▸ **Information supplied**:
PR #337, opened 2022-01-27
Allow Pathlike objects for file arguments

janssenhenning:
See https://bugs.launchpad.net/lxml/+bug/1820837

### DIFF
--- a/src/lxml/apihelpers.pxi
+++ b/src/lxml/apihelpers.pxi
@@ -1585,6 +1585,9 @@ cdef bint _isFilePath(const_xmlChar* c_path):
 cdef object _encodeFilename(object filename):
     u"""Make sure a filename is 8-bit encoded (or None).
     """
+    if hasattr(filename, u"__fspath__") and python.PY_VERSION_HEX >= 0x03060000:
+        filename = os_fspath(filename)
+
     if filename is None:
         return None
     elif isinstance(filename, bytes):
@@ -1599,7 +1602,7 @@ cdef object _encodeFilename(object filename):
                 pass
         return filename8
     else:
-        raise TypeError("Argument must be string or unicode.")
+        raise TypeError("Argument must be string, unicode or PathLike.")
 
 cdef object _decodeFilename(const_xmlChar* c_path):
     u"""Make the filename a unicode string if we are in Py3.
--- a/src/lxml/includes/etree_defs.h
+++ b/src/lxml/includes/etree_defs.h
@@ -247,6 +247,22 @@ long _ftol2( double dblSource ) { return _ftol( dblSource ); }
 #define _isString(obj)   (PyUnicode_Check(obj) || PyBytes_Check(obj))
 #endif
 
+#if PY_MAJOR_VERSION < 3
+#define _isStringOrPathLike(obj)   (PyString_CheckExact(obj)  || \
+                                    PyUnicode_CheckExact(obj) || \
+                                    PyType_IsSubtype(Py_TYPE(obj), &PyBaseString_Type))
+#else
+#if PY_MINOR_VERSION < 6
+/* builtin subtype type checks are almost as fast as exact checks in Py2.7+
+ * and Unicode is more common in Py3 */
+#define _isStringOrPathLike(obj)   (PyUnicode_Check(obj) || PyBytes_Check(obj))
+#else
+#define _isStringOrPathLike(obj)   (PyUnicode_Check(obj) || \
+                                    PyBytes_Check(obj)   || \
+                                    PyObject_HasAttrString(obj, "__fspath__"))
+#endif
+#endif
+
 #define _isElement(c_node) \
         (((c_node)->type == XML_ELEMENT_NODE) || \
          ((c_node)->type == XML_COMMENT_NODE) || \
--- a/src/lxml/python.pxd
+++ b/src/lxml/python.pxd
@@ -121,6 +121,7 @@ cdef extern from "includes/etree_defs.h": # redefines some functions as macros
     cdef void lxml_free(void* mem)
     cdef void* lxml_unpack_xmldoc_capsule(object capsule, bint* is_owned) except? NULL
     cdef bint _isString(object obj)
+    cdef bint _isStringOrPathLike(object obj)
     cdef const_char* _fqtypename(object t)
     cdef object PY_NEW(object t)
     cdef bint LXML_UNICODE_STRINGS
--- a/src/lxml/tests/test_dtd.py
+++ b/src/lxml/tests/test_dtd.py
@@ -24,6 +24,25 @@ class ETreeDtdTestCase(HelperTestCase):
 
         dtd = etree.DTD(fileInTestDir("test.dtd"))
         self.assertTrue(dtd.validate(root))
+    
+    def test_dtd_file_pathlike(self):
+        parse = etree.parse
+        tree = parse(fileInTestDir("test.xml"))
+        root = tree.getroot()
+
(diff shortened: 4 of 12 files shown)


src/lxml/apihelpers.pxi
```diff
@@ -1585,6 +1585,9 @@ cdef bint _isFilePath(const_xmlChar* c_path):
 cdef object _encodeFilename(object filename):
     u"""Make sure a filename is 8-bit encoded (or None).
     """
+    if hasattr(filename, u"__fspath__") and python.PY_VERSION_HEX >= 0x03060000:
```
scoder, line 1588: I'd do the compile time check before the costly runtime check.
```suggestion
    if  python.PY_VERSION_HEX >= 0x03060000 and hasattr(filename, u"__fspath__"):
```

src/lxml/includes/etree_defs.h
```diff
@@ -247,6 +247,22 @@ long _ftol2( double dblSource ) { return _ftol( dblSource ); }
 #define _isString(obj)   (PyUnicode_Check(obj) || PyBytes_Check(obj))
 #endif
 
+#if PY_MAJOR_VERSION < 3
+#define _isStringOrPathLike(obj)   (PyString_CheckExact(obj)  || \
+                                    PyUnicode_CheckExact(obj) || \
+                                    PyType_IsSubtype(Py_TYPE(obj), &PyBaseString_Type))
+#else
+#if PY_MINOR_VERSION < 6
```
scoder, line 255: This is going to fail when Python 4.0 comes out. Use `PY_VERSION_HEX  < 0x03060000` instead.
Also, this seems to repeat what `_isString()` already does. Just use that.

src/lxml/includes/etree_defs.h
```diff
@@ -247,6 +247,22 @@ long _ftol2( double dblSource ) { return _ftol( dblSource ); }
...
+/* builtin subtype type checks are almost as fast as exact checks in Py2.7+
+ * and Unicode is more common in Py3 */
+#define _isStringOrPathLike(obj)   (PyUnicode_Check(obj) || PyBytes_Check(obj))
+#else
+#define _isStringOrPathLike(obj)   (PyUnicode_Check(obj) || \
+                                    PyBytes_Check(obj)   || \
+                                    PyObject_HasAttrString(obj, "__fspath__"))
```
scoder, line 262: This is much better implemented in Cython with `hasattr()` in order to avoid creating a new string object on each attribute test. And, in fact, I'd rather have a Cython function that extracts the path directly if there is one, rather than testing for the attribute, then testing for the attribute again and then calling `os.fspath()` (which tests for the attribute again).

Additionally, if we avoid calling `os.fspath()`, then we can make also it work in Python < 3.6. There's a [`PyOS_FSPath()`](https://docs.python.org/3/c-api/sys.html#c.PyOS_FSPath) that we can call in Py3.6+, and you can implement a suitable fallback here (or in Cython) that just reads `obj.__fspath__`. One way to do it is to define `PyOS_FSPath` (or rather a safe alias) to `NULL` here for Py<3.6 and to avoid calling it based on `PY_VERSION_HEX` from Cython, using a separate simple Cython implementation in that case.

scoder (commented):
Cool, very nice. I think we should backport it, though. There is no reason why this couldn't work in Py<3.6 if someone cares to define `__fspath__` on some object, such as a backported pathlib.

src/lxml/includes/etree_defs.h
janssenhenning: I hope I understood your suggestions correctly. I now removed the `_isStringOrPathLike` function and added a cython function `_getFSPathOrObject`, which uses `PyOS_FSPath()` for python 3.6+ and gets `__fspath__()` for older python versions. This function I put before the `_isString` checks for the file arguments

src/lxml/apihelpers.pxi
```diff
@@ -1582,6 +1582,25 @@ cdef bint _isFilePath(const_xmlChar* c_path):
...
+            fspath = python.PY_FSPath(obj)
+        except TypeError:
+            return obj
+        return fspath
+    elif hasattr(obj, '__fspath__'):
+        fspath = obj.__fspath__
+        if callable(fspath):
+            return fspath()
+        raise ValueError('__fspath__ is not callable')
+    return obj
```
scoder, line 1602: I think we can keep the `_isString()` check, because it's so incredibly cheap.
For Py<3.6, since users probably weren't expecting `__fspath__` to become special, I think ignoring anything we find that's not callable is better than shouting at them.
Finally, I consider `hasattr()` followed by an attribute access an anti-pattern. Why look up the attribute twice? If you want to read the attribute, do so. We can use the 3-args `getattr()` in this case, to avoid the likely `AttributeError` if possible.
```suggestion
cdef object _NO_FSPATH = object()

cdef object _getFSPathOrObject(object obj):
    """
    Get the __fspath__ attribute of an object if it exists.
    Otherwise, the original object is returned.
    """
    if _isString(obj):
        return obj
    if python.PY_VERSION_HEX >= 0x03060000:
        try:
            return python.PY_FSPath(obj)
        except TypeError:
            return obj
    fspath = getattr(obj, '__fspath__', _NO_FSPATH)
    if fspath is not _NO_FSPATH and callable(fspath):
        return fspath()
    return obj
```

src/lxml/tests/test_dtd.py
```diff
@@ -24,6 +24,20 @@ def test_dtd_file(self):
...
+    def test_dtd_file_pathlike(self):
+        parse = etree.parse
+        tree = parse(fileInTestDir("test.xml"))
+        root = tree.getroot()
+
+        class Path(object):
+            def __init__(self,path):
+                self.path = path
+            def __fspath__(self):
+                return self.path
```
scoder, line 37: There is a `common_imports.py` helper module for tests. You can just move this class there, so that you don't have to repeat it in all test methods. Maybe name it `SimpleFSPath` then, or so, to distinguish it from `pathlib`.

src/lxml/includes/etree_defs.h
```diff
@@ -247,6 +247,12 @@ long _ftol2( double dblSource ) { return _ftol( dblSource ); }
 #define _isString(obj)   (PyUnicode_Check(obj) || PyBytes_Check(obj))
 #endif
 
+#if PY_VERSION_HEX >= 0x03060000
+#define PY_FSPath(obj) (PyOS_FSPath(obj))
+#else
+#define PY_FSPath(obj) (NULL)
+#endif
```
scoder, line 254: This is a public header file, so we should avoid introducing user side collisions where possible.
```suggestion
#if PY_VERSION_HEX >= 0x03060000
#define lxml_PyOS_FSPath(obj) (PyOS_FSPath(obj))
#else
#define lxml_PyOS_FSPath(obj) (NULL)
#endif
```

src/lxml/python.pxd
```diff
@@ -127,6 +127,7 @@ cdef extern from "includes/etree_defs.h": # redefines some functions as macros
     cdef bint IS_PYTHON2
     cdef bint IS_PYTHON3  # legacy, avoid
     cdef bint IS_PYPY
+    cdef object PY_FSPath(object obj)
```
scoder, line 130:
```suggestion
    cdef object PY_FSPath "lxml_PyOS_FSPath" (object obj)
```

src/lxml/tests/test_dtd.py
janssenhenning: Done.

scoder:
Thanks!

▸ **Problem statement**:
Copy out every line of the data where the word "rather" occurs.

▸ **Finished task**:
scoder, line 262: This is much better implemented in Cython with `hasattr()` in order to avoid creating a new string object on each attribute test. And, in fact, I'd rather have a Cython function that extracts the path directly if there is one, rather than testing for the attribute, then testing for the attribute again and then calling `os.fspath()` (which tests for the attribute again).
Additionally, if we avoid calling `os.fspath()`, then we can make also it work in Python < 3.6. There's a [`PyOS_FSPath()`](https://docs.python.org/3/c-api/sys.html#c.PyOS_FSPath) that we can call in Py3.6+, and you can implement a suitable fallback here (or in Cython) that just reads `obj.__fspath__`. One way to do it is to define `PyOS_FSPath` (or rather a safe alias) to `NULL` here for Py<3.6 and to avoid calling it based on `PY_VERSION_HEX` from Cython, using a separate simple Cython implementation in that case.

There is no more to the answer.